# [Supplied material]
══════

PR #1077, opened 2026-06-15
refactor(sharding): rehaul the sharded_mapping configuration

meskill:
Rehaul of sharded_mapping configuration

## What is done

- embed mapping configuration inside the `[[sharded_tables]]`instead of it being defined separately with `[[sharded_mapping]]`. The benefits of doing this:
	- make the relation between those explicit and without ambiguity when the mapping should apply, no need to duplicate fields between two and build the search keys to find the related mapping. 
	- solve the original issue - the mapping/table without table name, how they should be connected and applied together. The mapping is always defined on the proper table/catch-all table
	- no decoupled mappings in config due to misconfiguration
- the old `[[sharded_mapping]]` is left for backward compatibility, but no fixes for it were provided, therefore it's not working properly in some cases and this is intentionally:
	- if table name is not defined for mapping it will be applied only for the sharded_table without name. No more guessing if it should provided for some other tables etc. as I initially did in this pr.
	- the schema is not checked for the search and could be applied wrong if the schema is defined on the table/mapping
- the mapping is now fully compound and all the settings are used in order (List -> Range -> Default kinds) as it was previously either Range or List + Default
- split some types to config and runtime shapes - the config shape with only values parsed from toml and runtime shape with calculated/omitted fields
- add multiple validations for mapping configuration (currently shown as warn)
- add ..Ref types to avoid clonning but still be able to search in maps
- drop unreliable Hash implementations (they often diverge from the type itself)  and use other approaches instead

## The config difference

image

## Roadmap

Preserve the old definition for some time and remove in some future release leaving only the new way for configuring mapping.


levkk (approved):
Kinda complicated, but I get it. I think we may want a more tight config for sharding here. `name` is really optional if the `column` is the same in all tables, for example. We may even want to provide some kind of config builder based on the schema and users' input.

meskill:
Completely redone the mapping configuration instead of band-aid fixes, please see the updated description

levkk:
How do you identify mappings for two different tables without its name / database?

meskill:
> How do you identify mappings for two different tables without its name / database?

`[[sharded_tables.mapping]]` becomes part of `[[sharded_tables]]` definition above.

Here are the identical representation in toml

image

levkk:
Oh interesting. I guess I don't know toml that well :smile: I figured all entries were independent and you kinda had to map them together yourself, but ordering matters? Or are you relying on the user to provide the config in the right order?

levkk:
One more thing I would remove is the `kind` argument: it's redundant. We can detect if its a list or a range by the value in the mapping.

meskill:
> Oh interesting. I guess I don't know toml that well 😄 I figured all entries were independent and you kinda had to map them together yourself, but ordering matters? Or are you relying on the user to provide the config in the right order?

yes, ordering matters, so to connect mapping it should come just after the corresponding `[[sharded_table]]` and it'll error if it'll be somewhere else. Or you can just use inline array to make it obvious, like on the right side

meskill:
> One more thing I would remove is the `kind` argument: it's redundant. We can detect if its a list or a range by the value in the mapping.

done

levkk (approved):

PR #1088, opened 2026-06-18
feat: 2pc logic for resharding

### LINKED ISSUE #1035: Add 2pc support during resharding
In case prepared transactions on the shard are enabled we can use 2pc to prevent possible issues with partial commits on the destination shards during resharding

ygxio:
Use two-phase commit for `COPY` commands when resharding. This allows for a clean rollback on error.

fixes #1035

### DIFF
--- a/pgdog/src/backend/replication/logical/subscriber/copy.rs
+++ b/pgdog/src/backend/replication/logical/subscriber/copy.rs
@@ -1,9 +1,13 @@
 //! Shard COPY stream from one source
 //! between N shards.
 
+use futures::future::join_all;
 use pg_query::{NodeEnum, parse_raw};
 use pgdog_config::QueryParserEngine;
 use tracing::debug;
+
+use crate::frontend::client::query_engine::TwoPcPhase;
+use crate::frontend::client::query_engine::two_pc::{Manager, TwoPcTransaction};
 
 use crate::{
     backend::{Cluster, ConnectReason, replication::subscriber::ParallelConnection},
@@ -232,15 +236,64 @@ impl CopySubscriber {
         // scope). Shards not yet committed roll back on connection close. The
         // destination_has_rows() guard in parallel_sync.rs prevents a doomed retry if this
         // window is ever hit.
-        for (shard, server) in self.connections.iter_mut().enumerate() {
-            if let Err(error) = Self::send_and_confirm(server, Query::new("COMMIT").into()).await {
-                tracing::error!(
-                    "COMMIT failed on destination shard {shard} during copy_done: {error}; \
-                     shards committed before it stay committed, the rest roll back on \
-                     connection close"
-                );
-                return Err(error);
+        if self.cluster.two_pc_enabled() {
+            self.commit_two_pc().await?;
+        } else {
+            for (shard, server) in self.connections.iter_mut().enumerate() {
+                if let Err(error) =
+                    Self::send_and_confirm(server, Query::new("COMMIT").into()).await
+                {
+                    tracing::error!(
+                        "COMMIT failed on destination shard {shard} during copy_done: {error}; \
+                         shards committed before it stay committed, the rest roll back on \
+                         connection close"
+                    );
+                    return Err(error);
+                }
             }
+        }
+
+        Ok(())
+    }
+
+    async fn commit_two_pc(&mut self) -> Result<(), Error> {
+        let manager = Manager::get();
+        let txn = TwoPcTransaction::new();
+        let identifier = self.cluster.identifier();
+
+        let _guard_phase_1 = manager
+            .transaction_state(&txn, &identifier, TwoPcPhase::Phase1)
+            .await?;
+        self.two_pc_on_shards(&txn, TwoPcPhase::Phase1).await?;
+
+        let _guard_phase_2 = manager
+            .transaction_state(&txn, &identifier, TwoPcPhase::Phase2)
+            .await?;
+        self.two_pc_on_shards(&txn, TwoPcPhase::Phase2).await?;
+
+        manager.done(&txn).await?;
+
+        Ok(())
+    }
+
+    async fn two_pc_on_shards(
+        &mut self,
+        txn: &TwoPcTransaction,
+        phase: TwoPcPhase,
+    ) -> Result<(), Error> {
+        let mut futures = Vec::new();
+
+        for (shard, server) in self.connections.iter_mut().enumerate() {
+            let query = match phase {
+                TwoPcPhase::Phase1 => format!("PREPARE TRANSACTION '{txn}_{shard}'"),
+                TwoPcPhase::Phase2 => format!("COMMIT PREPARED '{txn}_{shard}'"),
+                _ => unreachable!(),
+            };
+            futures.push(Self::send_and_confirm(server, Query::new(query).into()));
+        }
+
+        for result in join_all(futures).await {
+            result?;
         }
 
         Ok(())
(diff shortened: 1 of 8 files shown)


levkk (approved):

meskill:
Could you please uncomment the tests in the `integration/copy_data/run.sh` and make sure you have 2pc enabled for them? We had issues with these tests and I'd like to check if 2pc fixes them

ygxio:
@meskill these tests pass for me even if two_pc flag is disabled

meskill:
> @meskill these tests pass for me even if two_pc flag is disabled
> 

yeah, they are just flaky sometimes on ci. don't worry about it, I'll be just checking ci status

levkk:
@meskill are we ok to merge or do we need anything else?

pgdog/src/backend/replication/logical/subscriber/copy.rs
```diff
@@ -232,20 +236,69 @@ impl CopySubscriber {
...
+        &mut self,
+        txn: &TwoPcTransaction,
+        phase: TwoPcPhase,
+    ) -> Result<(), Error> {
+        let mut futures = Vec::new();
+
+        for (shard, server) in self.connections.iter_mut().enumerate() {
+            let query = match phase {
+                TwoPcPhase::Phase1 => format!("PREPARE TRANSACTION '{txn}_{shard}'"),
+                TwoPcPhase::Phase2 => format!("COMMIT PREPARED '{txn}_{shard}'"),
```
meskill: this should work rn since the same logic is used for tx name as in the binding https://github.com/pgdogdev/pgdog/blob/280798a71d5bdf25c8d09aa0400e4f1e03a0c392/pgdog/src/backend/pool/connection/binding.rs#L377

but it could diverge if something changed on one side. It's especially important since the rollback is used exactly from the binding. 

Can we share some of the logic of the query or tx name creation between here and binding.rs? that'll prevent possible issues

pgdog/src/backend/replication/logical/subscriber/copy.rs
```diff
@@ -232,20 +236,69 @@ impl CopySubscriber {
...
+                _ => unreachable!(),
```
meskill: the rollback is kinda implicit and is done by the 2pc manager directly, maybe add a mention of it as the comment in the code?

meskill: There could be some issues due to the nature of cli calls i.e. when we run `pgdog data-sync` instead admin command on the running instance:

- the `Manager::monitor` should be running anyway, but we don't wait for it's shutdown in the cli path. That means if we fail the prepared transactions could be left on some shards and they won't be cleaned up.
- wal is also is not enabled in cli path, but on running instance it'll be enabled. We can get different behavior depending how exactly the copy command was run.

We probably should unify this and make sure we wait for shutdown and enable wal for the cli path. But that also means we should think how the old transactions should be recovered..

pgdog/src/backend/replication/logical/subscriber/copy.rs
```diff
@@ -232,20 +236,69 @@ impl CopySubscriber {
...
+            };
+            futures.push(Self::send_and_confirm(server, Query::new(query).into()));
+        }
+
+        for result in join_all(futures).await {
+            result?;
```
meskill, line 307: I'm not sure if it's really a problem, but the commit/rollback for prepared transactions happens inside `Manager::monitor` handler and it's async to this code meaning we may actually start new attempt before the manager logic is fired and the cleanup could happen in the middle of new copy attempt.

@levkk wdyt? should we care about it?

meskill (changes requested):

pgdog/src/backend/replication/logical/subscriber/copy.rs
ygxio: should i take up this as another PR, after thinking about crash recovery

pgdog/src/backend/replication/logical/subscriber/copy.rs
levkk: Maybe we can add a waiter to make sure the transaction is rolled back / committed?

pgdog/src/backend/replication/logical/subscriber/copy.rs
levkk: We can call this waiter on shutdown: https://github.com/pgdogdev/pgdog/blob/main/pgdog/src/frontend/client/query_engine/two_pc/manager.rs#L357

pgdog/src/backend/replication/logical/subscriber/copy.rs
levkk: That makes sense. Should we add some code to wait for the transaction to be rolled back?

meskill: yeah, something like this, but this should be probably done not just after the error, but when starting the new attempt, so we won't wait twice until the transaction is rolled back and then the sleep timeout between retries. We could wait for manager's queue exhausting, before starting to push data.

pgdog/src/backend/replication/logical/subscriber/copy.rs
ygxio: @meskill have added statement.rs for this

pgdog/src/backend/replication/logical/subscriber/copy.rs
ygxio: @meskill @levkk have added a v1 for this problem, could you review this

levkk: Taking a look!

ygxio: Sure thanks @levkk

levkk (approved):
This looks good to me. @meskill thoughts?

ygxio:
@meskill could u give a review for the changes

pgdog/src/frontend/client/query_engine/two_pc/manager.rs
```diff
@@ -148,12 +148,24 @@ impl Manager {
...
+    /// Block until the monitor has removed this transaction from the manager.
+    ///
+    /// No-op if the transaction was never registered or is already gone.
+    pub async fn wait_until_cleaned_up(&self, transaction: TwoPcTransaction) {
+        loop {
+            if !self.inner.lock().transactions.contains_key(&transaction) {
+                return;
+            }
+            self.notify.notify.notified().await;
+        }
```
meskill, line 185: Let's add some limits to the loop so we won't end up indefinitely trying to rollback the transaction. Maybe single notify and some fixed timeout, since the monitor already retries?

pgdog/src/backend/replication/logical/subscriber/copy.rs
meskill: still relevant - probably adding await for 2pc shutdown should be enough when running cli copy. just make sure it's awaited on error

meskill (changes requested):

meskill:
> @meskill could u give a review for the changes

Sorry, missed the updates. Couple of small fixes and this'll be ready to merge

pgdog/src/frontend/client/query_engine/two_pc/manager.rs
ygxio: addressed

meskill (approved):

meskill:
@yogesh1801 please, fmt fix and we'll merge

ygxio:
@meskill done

══════

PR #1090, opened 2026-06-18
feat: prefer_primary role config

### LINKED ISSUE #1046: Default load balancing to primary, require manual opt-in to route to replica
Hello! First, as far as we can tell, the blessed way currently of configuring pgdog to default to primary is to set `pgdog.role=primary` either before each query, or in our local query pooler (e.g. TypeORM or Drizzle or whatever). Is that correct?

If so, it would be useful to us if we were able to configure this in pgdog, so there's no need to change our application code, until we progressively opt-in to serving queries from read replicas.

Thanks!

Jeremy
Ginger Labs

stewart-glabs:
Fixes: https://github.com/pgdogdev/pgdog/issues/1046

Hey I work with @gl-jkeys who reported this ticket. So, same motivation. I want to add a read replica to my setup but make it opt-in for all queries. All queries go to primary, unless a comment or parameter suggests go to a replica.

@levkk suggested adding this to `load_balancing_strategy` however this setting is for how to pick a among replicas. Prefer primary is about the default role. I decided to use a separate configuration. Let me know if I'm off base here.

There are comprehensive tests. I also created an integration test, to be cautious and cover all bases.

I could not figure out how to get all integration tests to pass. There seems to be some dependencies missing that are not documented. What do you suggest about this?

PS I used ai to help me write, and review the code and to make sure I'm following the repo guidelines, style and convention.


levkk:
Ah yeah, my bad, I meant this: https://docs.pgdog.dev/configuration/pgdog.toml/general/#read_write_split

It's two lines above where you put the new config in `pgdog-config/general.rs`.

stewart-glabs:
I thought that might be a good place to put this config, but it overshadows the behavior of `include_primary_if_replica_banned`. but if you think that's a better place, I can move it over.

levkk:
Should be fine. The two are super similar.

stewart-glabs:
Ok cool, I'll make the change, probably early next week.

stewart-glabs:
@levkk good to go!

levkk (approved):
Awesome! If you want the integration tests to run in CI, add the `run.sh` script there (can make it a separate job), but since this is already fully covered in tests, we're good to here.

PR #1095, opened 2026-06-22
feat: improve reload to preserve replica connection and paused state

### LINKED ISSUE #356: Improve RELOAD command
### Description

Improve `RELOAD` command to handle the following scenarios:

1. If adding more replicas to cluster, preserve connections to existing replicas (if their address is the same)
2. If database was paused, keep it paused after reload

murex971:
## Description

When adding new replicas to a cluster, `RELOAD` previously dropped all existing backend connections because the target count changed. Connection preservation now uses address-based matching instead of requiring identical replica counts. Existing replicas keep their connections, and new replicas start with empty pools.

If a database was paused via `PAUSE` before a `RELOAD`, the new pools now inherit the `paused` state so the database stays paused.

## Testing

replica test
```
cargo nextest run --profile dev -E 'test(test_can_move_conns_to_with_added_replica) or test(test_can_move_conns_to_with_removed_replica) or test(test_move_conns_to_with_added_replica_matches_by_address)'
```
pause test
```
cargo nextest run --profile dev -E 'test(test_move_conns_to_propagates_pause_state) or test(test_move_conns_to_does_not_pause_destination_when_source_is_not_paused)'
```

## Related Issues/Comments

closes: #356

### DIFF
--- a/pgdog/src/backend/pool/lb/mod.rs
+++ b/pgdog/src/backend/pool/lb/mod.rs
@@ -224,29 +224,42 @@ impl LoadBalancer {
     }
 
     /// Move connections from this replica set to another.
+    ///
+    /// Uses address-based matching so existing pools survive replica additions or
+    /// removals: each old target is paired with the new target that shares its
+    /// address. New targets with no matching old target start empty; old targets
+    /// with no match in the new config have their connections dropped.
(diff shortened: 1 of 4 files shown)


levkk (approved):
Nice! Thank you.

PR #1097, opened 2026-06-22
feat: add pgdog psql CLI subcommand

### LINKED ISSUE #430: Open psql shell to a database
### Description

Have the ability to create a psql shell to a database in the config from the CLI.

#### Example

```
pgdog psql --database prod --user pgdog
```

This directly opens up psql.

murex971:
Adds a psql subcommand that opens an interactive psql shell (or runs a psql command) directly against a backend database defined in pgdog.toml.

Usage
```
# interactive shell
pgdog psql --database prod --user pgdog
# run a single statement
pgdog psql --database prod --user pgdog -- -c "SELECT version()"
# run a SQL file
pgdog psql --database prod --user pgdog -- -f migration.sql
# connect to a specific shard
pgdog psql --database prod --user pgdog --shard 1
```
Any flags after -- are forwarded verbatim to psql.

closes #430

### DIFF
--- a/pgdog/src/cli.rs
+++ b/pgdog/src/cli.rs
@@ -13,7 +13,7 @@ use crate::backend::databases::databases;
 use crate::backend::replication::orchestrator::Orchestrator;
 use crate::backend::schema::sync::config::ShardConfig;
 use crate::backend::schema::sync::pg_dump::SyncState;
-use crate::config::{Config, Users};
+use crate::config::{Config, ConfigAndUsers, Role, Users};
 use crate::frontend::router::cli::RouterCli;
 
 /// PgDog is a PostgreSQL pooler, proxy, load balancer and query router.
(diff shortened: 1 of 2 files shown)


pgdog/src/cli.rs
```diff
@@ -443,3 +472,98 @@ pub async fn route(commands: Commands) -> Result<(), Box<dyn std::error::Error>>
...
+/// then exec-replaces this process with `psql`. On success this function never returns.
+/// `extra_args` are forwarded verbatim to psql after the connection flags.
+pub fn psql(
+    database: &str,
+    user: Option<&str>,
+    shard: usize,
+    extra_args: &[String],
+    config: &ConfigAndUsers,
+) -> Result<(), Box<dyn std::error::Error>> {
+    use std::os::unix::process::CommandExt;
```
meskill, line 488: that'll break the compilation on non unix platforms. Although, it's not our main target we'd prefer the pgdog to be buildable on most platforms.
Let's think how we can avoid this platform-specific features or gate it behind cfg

══════

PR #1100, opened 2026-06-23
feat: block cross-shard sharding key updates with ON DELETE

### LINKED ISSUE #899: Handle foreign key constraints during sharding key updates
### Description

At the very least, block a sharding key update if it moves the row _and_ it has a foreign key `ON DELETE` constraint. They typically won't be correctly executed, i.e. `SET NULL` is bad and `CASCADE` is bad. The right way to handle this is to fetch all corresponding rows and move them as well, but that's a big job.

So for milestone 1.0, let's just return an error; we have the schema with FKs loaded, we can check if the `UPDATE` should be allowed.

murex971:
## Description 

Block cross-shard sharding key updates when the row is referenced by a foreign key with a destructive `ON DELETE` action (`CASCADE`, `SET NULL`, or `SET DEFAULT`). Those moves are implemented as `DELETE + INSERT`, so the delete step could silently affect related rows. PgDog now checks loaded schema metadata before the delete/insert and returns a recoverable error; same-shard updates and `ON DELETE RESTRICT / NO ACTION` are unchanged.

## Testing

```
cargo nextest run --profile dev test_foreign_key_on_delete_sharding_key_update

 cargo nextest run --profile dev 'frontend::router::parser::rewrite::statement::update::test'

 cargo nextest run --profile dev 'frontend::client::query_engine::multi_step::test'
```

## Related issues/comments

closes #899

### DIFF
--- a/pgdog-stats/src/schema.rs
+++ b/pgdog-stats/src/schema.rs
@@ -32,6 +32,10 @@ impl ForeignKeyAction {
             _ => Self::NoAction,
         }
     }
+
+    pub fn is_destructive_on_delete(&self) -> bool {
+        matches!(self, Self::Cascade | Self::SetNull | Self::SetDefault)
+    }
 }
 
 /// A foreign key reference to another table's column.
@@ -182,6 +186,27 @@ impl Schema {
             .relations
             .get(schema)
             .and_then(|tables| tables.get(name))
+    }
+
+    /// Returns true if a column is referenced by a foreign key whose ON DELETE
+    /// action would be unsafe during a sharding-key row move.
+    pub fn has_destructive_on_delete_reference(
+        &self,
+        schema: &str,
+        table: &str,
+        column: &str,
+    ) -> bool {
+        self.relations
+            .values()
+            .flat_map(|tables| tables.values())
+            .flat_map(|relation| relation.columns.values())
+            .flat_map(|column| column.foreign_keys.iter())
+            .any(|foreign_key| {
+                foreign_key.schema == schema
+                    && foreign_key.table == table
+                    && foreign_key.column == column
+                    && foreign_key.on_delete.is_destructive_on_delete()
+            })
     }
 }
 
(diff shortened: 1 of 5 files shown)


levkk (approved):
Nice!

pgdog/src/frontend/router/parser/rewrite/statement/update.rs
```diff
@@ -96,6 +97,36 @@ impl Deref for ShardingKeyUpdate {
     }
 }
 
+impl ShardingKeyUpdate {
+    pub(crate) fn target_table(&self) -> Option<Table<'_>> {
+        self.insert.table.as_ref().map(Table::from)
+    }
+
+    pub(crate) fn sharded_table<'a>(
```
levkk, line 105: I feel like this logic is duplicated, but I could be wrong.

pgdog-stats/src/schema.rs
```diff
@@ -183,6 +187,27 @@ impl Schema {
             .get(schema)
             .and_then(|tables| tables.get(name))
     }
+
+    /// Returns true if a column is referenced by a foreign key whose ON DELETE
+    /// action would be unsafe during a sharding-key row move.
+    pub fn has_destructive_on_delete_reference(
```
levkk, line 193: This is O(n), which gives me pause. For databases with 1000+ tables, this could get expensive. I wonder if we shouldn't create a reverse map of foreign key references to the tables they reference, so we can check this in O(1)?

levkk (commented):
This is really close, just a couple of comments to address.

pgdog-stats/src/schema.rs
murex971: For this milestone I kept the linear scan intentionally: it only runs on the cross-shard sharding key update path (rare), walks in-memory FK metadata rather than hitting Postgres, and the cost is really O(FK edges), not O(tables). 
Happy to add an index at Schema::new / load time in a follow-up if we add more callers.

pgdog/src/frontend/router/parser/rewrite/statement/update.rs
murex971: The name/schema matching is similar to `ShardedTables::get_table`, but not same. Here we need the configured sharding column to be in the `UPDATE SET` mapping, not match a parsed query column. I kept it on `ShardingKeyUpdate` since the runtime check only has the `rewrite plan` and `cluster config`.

══════

# [Work request]
The required output is the stretch of entries above from the line containing "PR #1077, opened 2026-06-15" through the line containing "- add ..Ref", reproduced exactly.

# [Reply]
PR #1077, opened 2026-06-15
refactor(sharding): rehaul the sharded_mapping configuration

meskill:
Rehaul of sharded_mapping configuration

## What is done

- embed mapping configuration inside the `[[sharded_tables]]`instead of it being defined separately with `[[sharded_mapping]]`. The benefits of doing this:
	- make the relation between those explicit and without ambiguity when the mapping should apply, no need to duplicate fields between two and build the search keys to find the related mapping. 
	- solve the original issue - the mapping/table without table name, how they should be connected and applied together. The mapping is always defined on the proper table/catch-all table
	- no decoupled mappings in config due to misconfiguration
- the old `[[sharded_mapping]]` is left for backward compatibility, but no fixes for it were provided, therefore it's not working properly in some cases and this is intentionally:
	- if table name is not defined for mapping it will be applied only for the sharded_table without name. No more guessing if it should provided for some other tables etc. as I initially did in this pr.
	- the schema is not checked for the search and could be applied wrong if the schema is defined on the table/mapping
- the mapping is now fully compound and all the settings are used in order (List -> Range -> Default kinds) as it was previously either Range or List + Default
- split some types to config and runtime shapes - the config shape with only values parsed from toml and runtime shape with calculated/omitted fields
- add multiple validations for mapping configuration (currently shown as warn)
- add ..Ref types to avoid clonning but still be able to search in maps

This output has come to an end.